BEGIN Dataset excerpts

Issue #36, opened 2021-08-05
BIOS setup is tedious


FitzRoyX:
Problem:
-manually setting up bios filepaths for this many systems takes a long time
-has to be repeated if the cfg is wiped
-requires GUI code

Proposed behavior:
Include "Firmware" folder in release packages. On rom load, check if that system's cfg bios filepath is empty or invalid. If so, scan ares/firmware/ for that system's bios (by hash, not filename).

Users can drag bios files en masse into that folder.

LukeUsher:
I can see this being useful, but I wouldn't say it's a high priority because I don't think this will impact most users; the most likely use case is people setup each system as/when they first play a game for that system

I think the chances of people setting up every single bios up-front is one that will rarely occur in practice, except perhaps among some dedicated testers.

I do think we should look into this, though: simplifying configuration/setup is never a bad thing, as long as it doesn't impact functionality.

Shideravan:
I agreed about the hash verification, as it avoid that bad dumps or incompatible formats being used as the BIOS files (even the name is correct). It's surely something that can avoid emulation errors.

> Problem:
> -manually setting up bios filepaths for this many systems takes a long time
> -has to be repeated if the cfg is wiped
> -requires GUI code
> 
> Proposed behavior:
> Include "Firmware" folder in release packages. On rom load, check if that system's cfg bios filepath is empty or invalid. If so, scan ares/firmware/ for that system's bios (by hash, not filename).
> 
> Users can drag bios files en masse into that folder.

Shideravan:
If you're not liking it, why you can't remake it youself and we check if we like it?
When somebody try to improve something in the interface you just run to complain.

birdybro:
You'd be surprised how many users of multi-system emulators just get a pre-configured zip of all the bios files you need and dump it somewhere simple. It may not come up for single-system emulators, but multi-system emulators and frontends (MiSTer, retroarch, mednafen, etc...) all have plenty of these kinds of all in one bios zips out there. I think it's more popular nowadays to do the readymade zips of bios files than it is to individually go looking for specific ones, one at a time. 

Just my two cents coming from helping many people setup their MiSTer FPGA's, their Retroarch setups, and their Mednafen setups frequently... the vast majority of them prefer the script (in the case of the MiSTer there is an unofficial script) that grabs all of the BIOS files for them automatically, or downloading a zip with everything, instead of manually finding the right BIOS and placing it there.

dracc:
[...]

PR #1049, opened 2023-03-23
removed auto-generated qt.moc

jeffythedragonslayer:
this file says that it was created by the Qt Meta Object Compiler and auto-generated files should generally be .gitignore'd


LukeUsher:
Did you test building with “make hiro=qt4” or “hiro=qt5” to make sure this didn’t break the build when using qt as a driver? You may need to do this on a Linux machine though; im not sure we ever properly hooked up/tested Qt on windows.

jeffythedragonslayer:
Not yet, I'm not sure how that is different from the checks github runs.

Screwtapello:
For what it's worth, higan applied a very similar change very early on:

https://github.com/higan-emu/higan/commit/6673a1c0e9344dc22f87571519afd3fb6e7f27c3

It wasn't necessary to do anything else to keep Qt builds working; the only advantage of keeping the .moc committed is that you don't need the moc binary around to do a build. But if you have the Qt development libraries present to link against, it's extremely unlikely you wouldn't have the moc binary.

jeffythedragonslayer:
I actually can't build ares at all, even on master branch:

```lto1: fatal error: bytecode stream in file ‘obj/libco.o’ generated with LTO version 11.2 instead of the expected 11.3```

uname -a reports:

```Linux bsnes-ubuntu 5.19.0-35-generic #36~22.04.1-Ubuntu SMP PREEMPT_DYNAMIC Fri Feb 17 15:17:25 UTC 2 x86_64 x86_64 x86_64 GNU/Linux```

Screwtapello:
It works for me on Debian Testing, once I installed `lld`. You might want to `git clean` to get rid of files generated by older compilers first.

PR #1051, opened 2023-03-24
sh2: mirror cache control register

### LINKED ISSUE #1037: [32X] Virtua Fighter Bugs
There's a number of glaring bugs.

1. The hit detection is busted. Especially evident with moves that pounce someone on the ground, they will simply not register at all.
2. The AI seems pretty broken. It will even sometimes choose to not move or attack at all.
3. One of Wolf Hawkfield's grabs has a completely broken animation that causes you to float in the air behind him (You should be held above him).

I'm using ares v132. I tested this against PicoDrive.

file: Virtua Fighter (Japan, USA) (En).32x
sha256: C595E136C91A012B1E7D591ACFB9D965926CAC51ACEA998B90969D74391BFA08

invertego:
Fixes #1037

### DIFF
--- a/ares/component/processor/sh2/sh7604/io.cpp
+++ b/ares/component/processor/sh2/sh7604/io.cpp
@@ -177,6 +177,7 @@ auto SH2::internalReadByte(u32 address, n8 data) -> n8 {
 
   //CCR: cache control register
   case 0xffff'fe92:
+  case 0xffff'fe93:
     data.bit(0)   = cache.enable;
     data.bit(1)   = cache.disableCode;
     data.bit(2)   = cache.disableData;
@@ -719,6 +720,7 @@ auto SH2::internalWriteByte(u32 address, n8 data) -> void {
 
   //CCR: cache control register
   case 0xffff'fe92:
+  case 0xffff'fe93:
     cache.enable      = data.bit(0);
     cache.disableCode = data.bit(1);
     cache.disableData = data.bit(2);


LukeUsher:
I feel like it's worth mentioning that for most SH2 internal registers, MAME seems to map them to both addr and addr + 1

They didn't implement +1 for cache control, but their SH2 core does not actually emulate cache; so it doesn't matter there.

But this does lead credit to the theory that a lot of these registers have copies.

eg:

```
	map(0xfffffe80, 0xfffffe81).rw(FUNC(sh2_device::wtcnt_r), FUNC(sh2_device::wtcnt_w));
	map(0xfffffe82, 0xfffffe83).rw(FUNC(sh2_device::rstcsr_r), FUNC(sh2_device::rstcsr_w));
```

invertego:
Those are not examples of MAME mirroring 8-bit registers. Those are examples of MAME implementing 16-bit registers.

Still, you are not wrong to suggest that there may be other mirrors.

LukeUsher:
> Those are not examples of MAME mirroring 8-bit registers. Those are examples of MAME implementing 16-bit registers.
> 
> Still, you are not wrong to suggest that there may be other mirrors.

My bad; pro-tip: don’t look at code when sleep deprived :’)

invertego:
Marking ready, though at some point I would still like to get some HW verification on this (I've written a test ROM for this express purpose) and if the results demonstrate the need for further changes I'll make a follow-up PR.

LukeUsher:
We can reliably say that this mirror exists at this point in time, we just can't explain why/what other mirrors may exist, hardware testing will help that

PR #1085, opened 2023-04-19
n64: Adjust initial stick range and introduce response curve

kev4cards:
This PR addresses the undercutting range used for the control stick currently. Assuming the current parameters set for the N64 octagonal gate and the axial dead-zone, the initial preprocessed range of 85 needs to increase to 102 in order to fully cover the diagonal value of 69 prior to the octagon clamping code. Otherwise, the controller will only reach 60 then jump to 69 after octagon clamping.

END Dataset excerpts

## Exercise goal
Once you have found every line above holding the word "doesn", copy those lines.

## Result for this exercise
I do think we should look into this, though: simplifying configuration/setup is never a bad thing, as long as it doesn't impact functionality.
They didn't implement +1 for cache control, but their SH2 core does not actually emulate cache; so it doesn't matter there.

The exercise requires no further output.